- **Exercise requirements**: Look through the records and copy each line that has "want" in it.

Excerpts from a dataset:
PR #745, opened 2018-10-16
 Refactor suppression matching algorithm not to rely on sonarqube modules

### LINKED ISSUE #574: Resolve as Won't Fix Issues not always syncing with Sonar Lint Connected Mode
### Description

This is similar to another issue I opened last year, however we are on later versions of Sonar, Sonar C# Analzyser now and the latest SonarLint. We have moved our sonar instance to a central one for the whole company (50+ teams), this instance is ultimately more up to date than the one we used for our office's five teams. The issue was resolved for the most part except I did not notice some problems with Won't Fix resolutions still being reported in Visual Studio at some times. However the problem now seems to be more persistent.

The problem reported last year was : [here](https://github.com/SonarSource/sonarlint-visualstudio/issues/445)

We have three code smells reported in Sonar Qube, two are genuine tech debt which we intend to resolve and a third which we marked as Resolved Won't Fix. When the analysis runs on the server only the two that we want reported are reported. In our IDE, when we perform a rebuild  the issue resolved as Won't Fix is reported in the Visual Studio error list. If I then open the file in question that warning is no longer reported unless I close the file and Rebuild again. Sometimes this does not occur, sometimes once the file has been opened any subsequent rebuilds do not cause the issue to re-appear but if we close the solution and re-open and build the issue always returns. The only way to get the issue to disappear again is to open the file.

Obviously we want to keep our IDE error list as clean as possible in terms of errors/warnings in the error list so to have the issues reported is adding extra noise, thankfully we only have this one issues marked as Won't Fix but if we had many more this would be a much bigger problem.

### Repro steps

1. Write code that violates a Sonar Rule to invoke an analysis build warning.

2. Execute Sonar Qube analysis to see the violation recorded as code smell in Sonar Qube.

3. Mark as Resolved Won't Fix.

4. Run analysis again to see the code smell no longer reported in Sonar Qube.

5. Perform a build/rebuild in Visual Studio. Issue still reported as build warning.

6. Open offending file, the issue is no longer reported.

7. Close file (and sometimes) close solution.

8. Perform a Rebuild and the issue is reported again.

9. Open offending file, the issue is no longer reported.

Note : Step 7 is intermittent, sometimes just closing the file causes the issue to be reported again, however closing and re-oping the solution always causes the issue to be reported again.

### Expected behavior

Resolved Marked as Won't Fix issues in Sonar Qube are no longer reported by SonarAnalyzer as long as the sync from SonarLint to the SonarQube instance has occurred which I according to "duncanp-sonar" in my previous reported issue occurs every ten minutes or following opening the solution.

### Actual behavior

Issues Marked as Won't Fix are reported in the IDE following a Rebuild unless the file is opened in the IDE.

### Known workarounds

Open the file.

### Related information

* SonarLint for VS Version 3.10.0.3095
* Visual Studio Version Enterprise 15.2 (26430.13)
* SonarQube server version Version 6.7 (build 33306)
* Languages in your solution - Just C#
* Sonar C# Analyzer Version 6.7.1

### LINKED ISSUE #739: Update SonarLint to handle dropping of support for modules
### Description

The concept of modules is being dropped from the Sonar ecosystem. See https://jira.sonarsource.com/browse/MMF-365 for more information. SLVS needs to be updated to handle the absence of modules in the future.

### Detail
The only place SLVS uses module information is in handling suppressions in connected mode. SLVS retrieves a list of issues from the server and attempts to match issues raised by the analyzers with an issue returned from the server.

The issue key returned by the server is currently in the following form:
`root_project_key:root_project_key:module_key:relative_file_path_from_module`
where the _module_key_ is the _ProjectGuid_ for the MSBuild project.

In future, the issue key will be in the following form:
`root_project_key:relative_file_path_from_root_project`

SLVS must handle issue keys in both old and new, partly to support users on older versions of SonarQube, and also because the projects on the new versions of SonarQube will still use the old issue key format until the project is analyzed for the first time following migration to the new version of SonarQube.

### LINKED ISSUE #741: Suppressed issues for files attached to root module doesn't work
### Description

Currently we don't retrieve suppressed issues for files attached to the root module.

Evangelink:
Fix #739, fix #741 and probably fix #574


src/Integration.Vsix/Suppression/LiveIssue.cs
```diff
@@ -33,7 +34,9 @@ public class LiveIssue
             string wholeLineText = "")
         {
             Diagnostic = diagnostic;
-            IssueFilePath = issueFilePath;
+            IssueFilePath = issueFilePath != string.Empty
```
Evangelink: I couldn't find cases where the file path was null but maybe I should try to be defensive here, WDYT?

src/Integration.Vsix/Suppression/LiveIssueFactory.cs
```diff
@@ -98,7 +97,6 @@ public LiveIssue Create(SyntaxTree syntaxTree, Diagnostic diagnostic)
             }
 
             var lineSpan = diagnostic.Location.GetLineSpan();
-            var relativeFilePath = FileUtilities.GetRelativePath(projectFilePath, lineSpan.Path);
```
Evangelink: We no longer want a path relative to the csproj.

src/Integration/Suppression/SonarQubeIssuesProvider.cs
```diff
@@ -41,7 +42,7 @@ public sealed class SonarQubeIssuesProvider : ISonarQubeIssuesProvider, IDisposa
         private readonly ILogger logger;
         private readonly CancellationTokenSource initialFetchCancellationTokenSource;
 
-        private IList<SonarQubeIssue> cachedSuppressedIssues;
+        private List<IGrouping<string, SonarQubeIssue>> cachedSuppressedIssues;
```
Evangelink: I haven't seen any performance issue with this data-structure but it might be worth doing some manual test on a big project like Roslyn.

src/SonarQube.Client.Tests/Api/SonarQubeService_GetSuppressedIssuesAsync.cs
```diff
@@ -214,12 +214,8 @@ public async Task GetSuppressedIssuesAsync_From_7_20_ModuleLevelIssue()
   ""issues"": [{
     ""key"": ""AWQYvwc4pbnviuOCCX4g"",
     ""rule"": ""csharpsquid:S1116"",
-    ""severity"": ""MINOR"",
```
Evangelink: Removing extra data we don't use for this test.

src/SonarQube.Client/Api/Requests/V7_20/GetIssuesRequest.cs
```diff
@@ -86,22 +86,20 @@ private static SonarQubeIssueResolutionState ParseResolutionState(string resolut
 
         private class ServerIssue
         {
-            [JsonProperty("key")]
-            public string Key { get; set; }
```
Evangelink: This was unused so I have removed it.

src/SonarQube.Client/Api/Requests/V7_20/GetIssuesRequest.cs
```diff
@@ -86,22 +86,20 @@ private static SonarQubeIssueResolutionState ParseResolutionState(string resolut
...
+            [JsonProperty("rule")]
+            public string CompositeRuleKey { get; set; }
```
Evangelink: Re-ordered to match the json response order.

src/SonarQube.Client/Api/Requests/V7_20/GetIssuesRequest.cs
```diff
@@ -86,22 +86,20 @@ private static SonarQubeIssueResolutionState ParseResolutionState(string resolut
...
             [JsonProperty("component")]
             public string Component { get; set; }
+            [JsonProperty("subProject")]
+            public string SubProject { get; set; }
```
Evangelink: Same here.

src/SonarQube.Client/Api/Requests/V7_20/GetIssuesRequest.cs
```diff
@@ -86,22 +86,20 @@ private static SonarQubeIssueResolutionState ParseResolutionState(string resolut
...
             [JsonProperty("hash")]
             public string Hash { get; set; }
             [JsonProperty("line")]
-            public int Line { get; set; }
+            public int? Line { get; set; }
```
Evangelink: Changed into nullable because module level issues don't have a line (before it was defaulting to default(int)).

src/SonarQube.Client.Tests/Api/SonarQubeService_GetAllModulesAsync.cs
```diff
@@ -0,0 +1,155 @@
...
+            result[0].Name.Should().Be("SonarQube Project Name");
+            result[0].RelativePathToRoot.Should().BeNull();
+
+            result[1].Key.Should().Be("sq-project-key:sq-project-key:50934C7A-2751-4675-91C4-CFD37C8BF57C");
+            result[1].Name.Should().Be("Project1");
+            result[1].RelativePathToRoot.Should().BeNull();            
+        }
+
+        [TestMethod]
+        public async Task GetModules_ExpectedNewSonarQubeApi()
```
duncanp-sonar: This test name is a bit confusing. What is the test checking that the previous two don't - that the API handles a response that only has a root project?

src/SonarQube.Client.Tests/Api/SonarQubeService_GetAllModulesAsync.cs
```diff
@@ -0,0 +1,155 @@
...
+            messageHandler.VerifyAll();
+
+            result.Should().HaveCount(1);
+
+            result[0].Key.Should().Be("sq-project-key");
+            result[0].Name.Should().Be("SonarQube Project Name");
+            result[0].RelativePathToRoot.Should().BeNull();
+        }
+    }
+}
```
duncanp-sonar: Additional test case - response if project with the specified key is not found ( -> empty list, or null?)

src/SonarQube.Client/Api/Requests/V5_40/GetModulesRequest.cs
```diff
@@ -0,0 +1,67 @@
...
+{
+    public class GetModulesRequest : PagedRequestBase<SonarQubeModule>, IGetModulesRequest
+    {
+        protected override string Path => "api/components/tree";
+
+        [JsonProperty("qualifiers")]
+        public string Qualifiers
+        {
+            get { return "BRC"; } // Sub-projects
+            set { /* not supported in this implementation */ }
```
duncanp-sonar: Is our code ever expected to call the _set_ method? If not, maybe it would be better to throw to make it easy to detect if we do ever call it.

src/SonarQube.Client.Tests/Api/SonarQubeService_GetAllModulesAsync.cs
Evangelink: According to Duarte, when a project will no longer have modules (only the root) we expect the API to return the following json (`baseComponent` filled and `components` empty).

src/SonarQube.Client/Api/Requests/V5_40/GetModulesRequest.cs
Evangelink: If the _ever_ means does the current codebase calls this setter, the answer is no. If the _ever_ means could we end up having to use this functionality later on, then the answer is maybe.

I'll keep things simple and throw for now.

src/Integration.Vsix/Suppression/LiveIssue.cs
duncanp-sonar: Hhhmm. It should be clear to someone reading the code later whether nulls are allowed or not, so there are three options: assert, throw, or be defensive and handle nulls. The simplest is probably to be defensive and use _IsNullOrEmpty_.

src/Integration.Vsix/Suppression/LiveIssueFactory.cs
duncanp-sonar: It looks like this was the only place that used _GetRelativePath_ so it could be deleted.

src/Integration/Suppression/SonarQubeIssuesProvider.cs
```diff
@@ -106,15 +107,11 @@ public IEnumerable<SonarQubeIssue> GetSuppressedIssues(string projectGuid, strin
...
-                x.FilePath.Equals(filePath, StringComparison.OrdinalIgnoreCase) &&
-                x.ModuleKey.Equals(moduleKey, StringComparison.OrdinalIgnoreCase));
-        }
-
-        private string BuildModuleKey(string projectGuid)
-        {
-            return $"{sonarQubeProjectKey}:{sonarQubeProjectKey}:{projectGuid}";
+            string moduleKey = $"{sonarQubeProjectKey}:{sonarQubeProjectKey}:{projectGuid}";
+            return this.cachedSuppressedIssues
+                .Where(x => filePath.EndsWith(x.Key, StringComparison.OrdinalIgnoreCase)
```
duncanp-sonar: If we're only expecting one match, couldn't we use _FirstOrDefault_ rather than _Where_? (it would make the expectation clearer and would also be slightly faster in cases where a match is found).

src/Integration/Suppression/SonarQubeIssuesProvider.cs
```diff
@@ -106,15 +107,11 @@ public IEnumerable<SonarQubeIssue> GetSuppressedIssues(string projectGuid, strin
...
-            string moduleKey = BuildModuleKey(projectGuid);
-            return this.cachedSuppressedIssues.Where(x =>
-                x.FilePath.Equals(filePath, StringComparison.OrdinalIgnoreCase) &&
-                x.ModuleKey.Equals(moduleKey, StringComparison.OrdinalIgnoreCase));
-        }
-
-        private string BuildModuleKey(string projectGuid)
-        {
-            return $"{sonarQubeProjectKey}:{sonarQubeProjectKey}:{projectGuid}";
+            string moduleKey = $"{sonarQubeProjectKey}:{sonarQubeProjectKey}:{projectGuid}";
```
duncanp-sonar: This is the format of the legacy module key, so we need to match against this for old versions of SQ and newer versions where the module keys haven't been migrated to the new format.
However, I thought that the module key in the new module-less world will just be the project key for the root project. Don't we need to match against that value too?

src/SonarQube.Client.Tests/Api/SonarQubeService_GetAllModulesAsync.cs
duncanp-sonar: The project could be deleted from the server by an admin after we've opened the bound solution. Not likely, but possible so we shouldn't crash if it does.

src/Integration.Vsix/Suppression/LiveIssue.cs
```diff
@@ -34,15 +34,17 @@ public class LiveIssue
...
+            IssueFilePath = !string.IsNullOrEmpty(issueFilePath)
                 ? Path.GetFullPath(issueFilePath)
                 : string.Empty; 
             ProjectGuid = projectGuid;
             StartLine = startLine;
             WholeLineText = wholeLineText;
 
             // SonarQube doesn't calculate hash for file-level issues
-            LineHash = wholeLineText != "" ? ChecksumCalculator.Calculate(WholeLineText) : "";
+            LineHash = wholeLineText != string.Empty
```
duncanp-sonar: Not something you've changed in this PR, but perhaps this logic should be inside the _ChecksumCalculator_.

src/Integration/Suppression/SonarQubeIssuesProvider.cs
```diff
@@ -156,11 +171,12 @@ private async Task SynchronizeSuppressedIssuesAsync()
                 var moduleKeyToRelativePathToRoot = (await this.sonarQubeService.GetAllModulesAsync(sonarQubeProjectKey,
                         cancellationTokenSource.Token))
                     .ToDictionary(x => x.Key, x => x.RelativePathToRoot ?? string.Empty);
+                this.hasModules = moduleKeyToRelativePathToRoot.Keys.Count == 1;
```
duncanp-sonar: Isn't it the case that if there is only one module then that must be the root module -> _hasModules = false_?

If the code as-is is incorrect then there must a gap in the test coverage.

src/Integration/Suppression/SonarQubeIssuesProvider.cs
```diff
@@ -156,11 +171,12 @@ private async Task SynchronizeSuppressedIssuesAsync()
...
 
                 this.cachedSuppressedIssues = (await this.sonarQubeService.GetSuppressedIssuesAsync(sonarQubeProjectKey,
                         cancellationTokenSource.Token))
-                    .Select(x => ToIssueWithFixedRelativePath(moduleKeyToRelativePathToRoot, x))
-                    .GroupBy(x => x.FilePath)
+                    .Select(x => new { Key = ProcessKey(moduleKeyToRelativePathToRoot, x), Issue = x })
+                    .GroupBy(x => x.Key, x => x.Issue)
                     .OrderBy(x => x.Key.Length)
```
duncanp-sonar: Don't we want to sort by key length in descending order? (default sort order is ascending)

If so, then there's a test hole: we need to test having the same file in different directories.

src/Integration/Suppression/SonarQubeIssuesProvider.cs
```diff
@@ -156,11 +171,12 @@ private async Task SynchronizeSuppressedIssuesAsync()
                 var moduleKeyToRelativePathToRoot = (await this.sonarQubeService.GetAllModulesAsync(sonarQubeProjectKey,
                         cancellationTokenSource.Token))
                     .ToDictionary(x => x.Key, x => x.RelativePathToRoot ?? string.Empty);
+                this.hasModules = moduleKeyToRelativePathToRoot.Keys.Count == 1;
 
                 this.cachedSuppressedIssues = (await this.sonarQubeService.GetSuppressedIssuesAsync(sonarQubeProjectKey,
                         cancellationTokenSource.Token))
-                    .Select(x => ToIssueWithFixedRelativePath(moduleKeyToRelativePathToRoot, x))
-                    .GroupBy(x => x.FilePath)
+                    .Select(x => new { Key = ProcessKey(moduleKeyToRelativePathToRoot, x), Issue = x })
```
duncanp-sonar: If I understand correctly, the keys of items in the cache will be a mix of file-based keys and non-file based keys. When we're doing a lookup into the list we're walking the keys doing two comparisons per key, one to see if it's a file-based key and a second if it isn't.
It would be more efficient if we maintained separate lists of file-based and non-file based keys and then when looking for a match we only seached one list - we'd be searching through fewer items, and only doing one comparison per item.
Even if this change is worth making, I think it should be done in a separate PR i.e. stabilise and test the work in progress, then worry about optimisation.

src/Integration/Suppression/SonarQubeIssuesProvider.cs
```diff
@@ -170,17 +184,23 @@ private async Task SynchronizeSuppressedIssuesAsync()
                 // TODO: Handle race conditions
                 var moduleKeyToRelativePathToRoot = (await this.sonarQubeService.GetAllModulesAsync(sonarQubeProjectKey,
                         cancellationTokenSource.Token))
-                    .ToDictionary(x => x.Key, x => x.RelativePathToRoot ?? string.Empty);
-                this.hasModules = moduleKeyToRelativePathToRoot.Keys.Count == 1;
+                    .ToDictionary(x => x.Key, x => x.RelativePathToRoot?.Trim('\\', '/').Replace('/', '\\') ?? string.Empty);
```
duncanp-sonar: The _Trim_ and _Replace_ is repeated on line 226 below. It would be better to have a _NormalizePath_ function that handled the null checking and transformation.

src/SonarQube.Client.Tests/Api/SonarQubeService_GetAllModulesAsync.cs
Evangelink: We will crash earlier in the code as it's not handled by the other methods.

src/Integration.UnitTests/Suppression/SonarQubeIssuesProviderTests.cs
```diff
@@ -205,95 +205,250 @@ public void GetIssues_NoIssuesOnServer_ReturnsEmptyList()
...
-            matches.Should().BeEmpty();
-            VerifyServiceGetIssues(Times.Exactly(1), "sqKey"); // cached issues should be used
+            // Act
+            var matches = issuesProvider.GetSuppressedIssues("projectId", null);
 
-            // 2. File id doesn't match -> no issues
-            matches = issuesProvider.GetSuppressedIssues("projectID1", "folder1/filexxx");
-            matches.Should().BeEmpty();
+            // Assert
+            matches.Should().HaveCount(1);
```
duncanp-sonar: As discussed, this test doesn't prove that the product code is doing any filtering - there would need to be at least one other issue that is returned by the mocked server to test that filtering is happening.

src/Integration.UnitTests/Suppression/SonarQubeIssuesProviderTests.cs
```diff
@@ -205,95 +205,250 @@ public void GetIssues_NoIssuesOnServer_ReturnsEmptyList()
...
+            var issuesProvider = new SonarQubeIssuesProvider(mockSqService.Object, "sqkey", mockTimerFactory.Object, testLogger);
+            WaitForInitialFetchTaskToStart();
+
+            VerifyServiceGetIssues(Times.Exactly(1)); // issues should be fetched on creation
+
+            // Act
+            var matches = issuesProvider.GetSuppressedIssues("projectId", null);
+
+            // Assert
+            matches.Should().HaveCount(1);
```
duncanp-sonar: Same: the mocked list of issues should contain an issue that should not be returned.

src/Integration.UnitTests/Suppression/SonarQubeIssuesProviderTests.cs
```diff
@@ -205,95 +205,250 @@ public void GetIssues_NoIssuesOnServer_ReturnsEmptyList()
...
+        public void GetSuppressedIssues_WhenProjectHasModules_WhenIssueIsFileLevelAndFound_ReturnsExpectedIssue()
+        {
+            // Arrange
+            var sonarQubeIssue1 = new SonarQubeIssue("\\foo\\foo.cs", null, null, "message", "sqkey:sqkey:projectId",
+                SonarQubeIssueResolutionState.FalsePositive, "S1");
+            var sonarQubeIssue2 = new SonarQubeIssue("/foo/foo.cs", null, null, "message", "sqkey:sqkey:projectId",
+                SonarQubeIssueResolutionState.FalsePositive, "S2");
+            var sonarQubeIssue3 = new SonarQubeIssue("foo\\foo.cs", null, null, "message", "sqkey:sqkey:projectId",
+                SonarQubeIssueResolutionState.FalsePositive, "S3");
+            var sonarQubeIssue4 = new SonarQubeIssue("foo/foo.cs", null, null, "message", "sqkey:sqkey:projectId",
```
duncanp-sonar: Add an issue that won't be returned to check that filtering is happening.

src/Integration.UnitTests/Suppression/SonarQubeIssuesProviderTests.cs
```diff
@@ -205,95 +205,250 @@ public void GetIssues_NoIssuesOnServer_ReturnsEmptyList()
...
+                new List<SonarQubeIssue> { sonarQubeIssue1, sonarQubeIssue2, sonarQubeIssue3, sonarQubeIssue4 },
+                new List<SonarQubeModule> { new SonarQubeModule("sqkey", "", ""), new SonarQubeModule("sqkey:sqkey:projectId", "", "src/bar") });
+
+            var issuesProvider = new SonarQubeIssuesProvider(mockSqService.Object, "sqkey", mockTimerFactory.Object, testLogger);
+            WaitForInitialFetchTaskToStart();
+
+            VerifyServiceGetIssues(Times.Exactly(1)); // issues should be fetched on creation
+
+            // Act
+            var matches = issuesProvider.GetSuppressedIssues("", "C:\\AwesomeProject\\src\\bar\\foo\\foo.cs");
```
duncanp-sonar: Case-insensitivity - maybe pass something like _C:\\AwesomeProject\\src\\bar\\Foo\\fOO.cs_

duncanp-sonar:
FYI I created a [new PR](https://github.com/SonarSource/sonarlint-visualstudio/pull/749) with a re-written history: I kept the first "Add web service commit" and squashed the rest into a "Refactor suppression matching" commit (I know there were minor tweaks to the web service later but didn't think it was worth trying to separating them out completely).
Closing this PR.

- **Your solution**:
We have three code smells reported in Sonar Qube, two are genuine tech debt which we intend to resolve and a third which we marked as Resolved Won't Fix. When the analysis runs on the server only the two that we want reported are reported. In our IDE, when we perform a rebuild  the issue resolved as Won't Fix is reported in the Visual Studio error list. If I then open the file in question that warning is no longer reported unless I close the file and Rebuild again. Sometimes this does not occur, sometimes once the file has been opened any subsequent rebuilds do not cause the issue to re-appear but if we close the solution and re-open and build the issue always returns. The only way to get the issue to disappear again is to open the file.
Obviously we want to keep our IDE error list as clean as possible in terms of errors/warnings in the error list so to have the issues reported is adding extra noise, thankfully we only have this one issues marked as Won't Fix but if we had many more this would be a much bigger problem.
Evangelink: We no longer want a path relative to the csproj.
duncanp-sonar: Don't we want to sort by key length in descending order? (default sort order is ascending)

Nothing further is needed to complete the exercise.